* Directions
Locate the word "requested" in the material, then show every line that holds it.
======== Data for review ========
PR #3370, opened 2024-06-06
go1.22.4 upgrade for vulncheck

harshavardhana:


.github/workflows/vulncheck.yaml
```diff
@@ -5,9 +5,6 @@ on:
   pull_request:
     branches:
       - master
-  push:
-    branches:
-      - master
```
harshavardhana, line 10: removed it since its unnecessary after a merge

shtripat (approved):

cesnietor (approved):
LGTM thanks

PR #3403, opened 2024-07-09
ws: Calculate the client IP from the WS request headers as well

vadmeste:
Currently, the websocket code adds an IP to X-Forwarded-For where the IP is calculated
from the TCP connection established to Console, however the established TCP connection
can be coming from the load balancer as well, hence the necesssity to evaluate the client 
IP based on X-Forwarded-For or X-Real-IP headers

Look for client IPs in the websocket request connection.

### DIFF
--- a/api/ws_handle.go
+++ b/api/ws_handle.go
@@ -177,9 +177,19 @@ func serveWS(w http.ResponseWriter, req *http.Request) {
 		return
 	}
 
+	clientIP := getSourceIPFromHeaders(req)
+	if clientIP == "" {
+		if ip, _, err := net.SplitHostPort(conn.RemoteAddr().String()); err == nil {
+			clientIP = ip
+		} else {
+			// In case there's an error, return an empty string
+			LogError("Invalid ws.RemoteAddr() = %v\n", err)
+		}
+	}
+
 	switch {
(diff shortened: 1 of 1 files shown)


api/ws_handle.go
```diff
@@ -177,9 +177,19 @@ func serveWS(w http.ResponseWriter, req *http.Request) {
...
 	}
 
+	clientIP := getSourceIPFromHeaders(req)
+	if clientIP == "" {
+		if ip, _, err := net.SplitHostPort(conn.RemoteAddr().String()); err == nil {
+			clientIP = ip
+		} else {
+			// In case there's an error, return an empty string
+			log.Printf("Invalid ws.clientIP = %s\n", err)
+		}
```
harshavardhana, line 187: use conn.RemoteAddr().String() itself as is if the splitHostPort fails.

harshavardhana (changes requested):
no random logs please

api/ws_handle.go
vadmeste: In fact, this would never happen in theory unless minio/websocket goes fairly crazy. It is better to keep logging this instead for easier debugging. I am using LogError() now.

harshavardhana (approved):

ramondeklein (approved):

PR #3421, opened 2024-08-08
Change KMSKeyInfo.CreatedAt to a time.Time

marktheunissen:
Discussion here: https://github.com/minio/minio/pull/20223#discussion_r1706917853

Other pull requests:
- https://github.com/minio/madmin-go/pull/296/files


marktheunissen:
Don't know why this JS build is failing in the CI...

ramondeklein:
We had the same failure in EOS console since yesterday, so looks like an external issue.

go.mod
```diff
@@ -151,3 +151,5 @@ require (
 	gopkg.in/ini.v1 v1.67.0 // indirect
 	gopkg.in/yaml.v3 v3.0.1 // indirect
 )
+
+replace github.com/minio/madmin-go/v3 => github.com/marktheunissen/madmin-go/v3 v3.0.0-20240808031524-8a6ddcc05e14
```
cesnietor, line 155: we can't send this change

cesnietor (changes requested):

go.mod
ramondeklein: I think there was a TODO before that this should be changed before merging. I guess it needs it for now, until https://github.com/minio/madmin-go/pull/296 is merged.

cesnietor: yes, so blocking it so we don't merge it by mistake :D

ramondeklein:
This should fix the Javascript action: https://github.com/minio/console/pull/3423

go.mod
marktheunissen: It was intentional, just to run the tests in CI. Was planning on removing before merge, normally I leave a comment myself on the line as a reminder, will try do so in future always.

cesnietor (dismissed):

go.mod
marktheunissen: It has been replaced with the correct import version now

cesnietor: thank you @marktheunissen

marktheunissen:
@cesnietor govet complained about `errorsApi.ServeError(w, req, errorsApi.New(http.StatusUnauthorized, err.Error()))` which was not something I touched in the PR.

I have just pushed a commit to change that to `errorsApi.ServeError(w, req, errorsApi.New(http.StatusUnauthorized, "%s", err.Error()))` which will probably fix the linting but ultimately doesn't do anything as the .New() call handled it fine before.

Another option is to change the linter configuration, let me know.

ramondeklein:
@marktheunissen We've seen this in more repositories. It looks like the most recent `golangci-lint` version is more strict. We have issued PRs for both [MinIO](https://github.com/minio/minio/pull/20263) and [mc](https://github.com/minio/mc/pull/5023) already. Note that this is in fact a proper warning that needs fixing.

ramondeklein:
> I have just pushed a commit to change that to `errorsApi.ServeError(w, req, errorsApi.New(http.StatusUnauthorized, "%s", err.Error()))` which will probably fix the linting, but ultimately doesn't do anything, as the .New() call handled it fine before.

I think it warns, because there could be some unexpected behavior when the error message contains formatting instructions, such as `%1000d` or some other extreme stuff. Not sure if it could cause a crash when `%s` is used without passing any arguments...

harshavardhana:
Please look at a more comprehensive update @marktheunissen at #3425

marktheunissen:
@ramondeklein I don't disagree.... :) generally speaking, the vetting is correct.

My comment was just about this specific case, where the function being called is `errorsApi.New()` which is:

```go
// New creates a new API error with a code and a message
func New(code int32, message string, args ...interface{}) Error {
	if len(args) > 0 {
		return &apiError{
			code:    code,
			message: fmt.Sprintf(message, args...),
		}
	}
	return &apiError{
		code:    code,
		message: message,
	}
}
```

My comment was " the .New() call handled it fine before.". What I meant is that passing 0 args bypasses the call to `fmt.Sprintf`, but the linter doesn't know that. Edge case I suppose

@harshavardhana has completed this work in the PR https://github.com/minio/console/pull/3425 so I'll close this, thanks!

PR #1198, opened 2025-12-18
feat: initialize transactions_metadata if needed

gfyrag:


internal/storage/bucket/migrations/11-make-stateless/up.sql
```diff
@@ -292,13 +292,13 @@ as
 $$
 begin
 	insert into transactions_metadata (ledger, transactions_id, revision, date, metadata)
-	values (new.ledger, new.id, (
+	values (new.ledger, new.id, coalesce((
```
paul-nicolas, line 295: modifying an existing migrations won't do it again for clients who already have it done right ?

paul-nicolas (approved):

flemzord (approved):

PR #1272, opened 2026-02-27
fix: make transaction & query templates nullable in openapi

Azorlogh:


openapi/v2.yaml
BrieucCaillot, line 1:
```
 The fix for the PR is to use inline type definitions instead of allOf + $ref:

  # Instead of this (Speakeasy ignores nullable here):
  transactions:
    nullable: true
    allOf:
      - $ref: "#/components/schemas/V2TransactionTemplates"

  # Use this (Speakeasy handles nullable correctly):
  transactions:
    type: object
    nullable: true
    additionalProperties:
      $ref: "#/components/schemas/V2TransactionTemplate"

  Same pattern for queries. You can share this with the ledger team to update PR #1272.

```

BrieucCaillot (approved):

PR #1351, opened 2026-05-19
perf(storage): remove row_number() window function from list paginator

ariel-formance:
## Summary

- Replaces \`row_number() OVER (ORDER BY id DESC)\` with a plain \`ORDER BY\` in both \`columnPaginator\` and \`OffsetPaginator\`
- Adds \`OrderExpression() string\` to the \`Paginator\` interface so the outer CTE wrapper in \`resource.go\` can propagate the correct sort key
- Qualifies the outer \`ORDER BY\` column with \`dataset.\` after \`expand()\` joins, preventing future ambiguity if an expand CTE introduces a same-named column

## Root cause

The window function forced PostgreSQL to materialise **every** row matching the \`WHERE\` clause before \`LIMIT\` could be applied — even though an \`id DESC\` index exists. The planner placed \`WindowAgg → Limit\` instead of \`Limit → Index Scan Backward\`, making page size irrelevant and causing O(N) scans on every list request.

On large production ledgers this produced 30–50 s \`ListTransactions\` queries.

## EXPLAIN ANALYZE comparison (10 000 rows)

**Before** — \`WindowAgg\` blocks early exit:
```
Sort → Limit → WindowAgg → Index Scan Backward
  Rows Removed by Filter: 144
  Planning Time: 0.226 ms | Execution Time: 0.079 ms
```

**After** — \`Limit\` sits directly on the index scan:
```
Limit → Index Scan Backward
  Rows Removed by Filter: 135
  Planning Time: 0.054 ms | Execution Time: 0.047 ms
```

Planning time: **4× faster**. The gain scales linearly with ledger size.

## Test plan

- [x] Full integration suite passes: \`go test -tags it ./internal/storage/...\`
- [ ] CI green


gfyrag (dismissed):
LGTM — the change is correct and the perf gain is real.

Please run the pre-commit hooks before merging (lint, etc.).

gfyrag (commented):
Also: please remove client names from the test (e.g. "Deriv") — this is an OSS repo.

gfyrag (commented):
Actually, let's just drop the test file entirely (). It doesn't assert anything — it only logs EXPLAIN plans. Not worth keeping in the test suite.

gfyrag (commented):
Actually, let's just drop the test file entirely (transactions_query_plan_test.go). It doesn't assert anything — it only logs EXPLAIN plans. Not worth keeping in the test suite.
========
* Task solution
harshavardhana (changes requested):
cesnietor (changes requested):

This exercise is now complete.